→ **What you should do**
Return, from the lines below, each one that includes the word "three".

(Collected data entries)

——————————

PR #17, opened 2026-08-07
Evidence: re-anchor the ATT-01 baseline to the merged rename squash

luofang34:
Follow-up to #16, which its own description and merge comment flagged as required.

Squash-merging #16 rewrote the lane commit that `CFG-WORKTREE` and all three `RESULT-*` nodes named, orphaning the baseline. **Main is currently red** on both HARD evidence steps:

```
[placeholder-result] RESULT-RASTER: baseline 458e3d29… is not reachable from HEAD:
a non-ancestor commit is a force-push artifact that a fresh clone cannot fetch;
an unreachable baseline fails closed
```

That is the gate working — the `baseline-unreachable` negative fixture exists to prove it does — and this is the same lifecycle as `baf56e2` ("Evidence: re-anchor the ATT-01 baseline to the merged euler-retirement squash").

## What moves

- `CFG-WORKTREE` commit and tree, and every result's `config-digest` / `run-id`, re-anchor to the merged commit `66494ff`.
- The three run records re-stamp their config identity, so their `output-digest` values follow.
- The evidence crate's two positive fixtures carry the same anchor and move with it.

## What does not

——————————

→ **Response area**
Squash-merging #16 rewrote the lane commit that `CFG-WORKTREE` and all three `RESULT-*` nodes named, orphaning the baseline. **Main is currently red** on both HARD evidence steps:
- The three run records re-stamp their config identity, so their `output-digest` values follow.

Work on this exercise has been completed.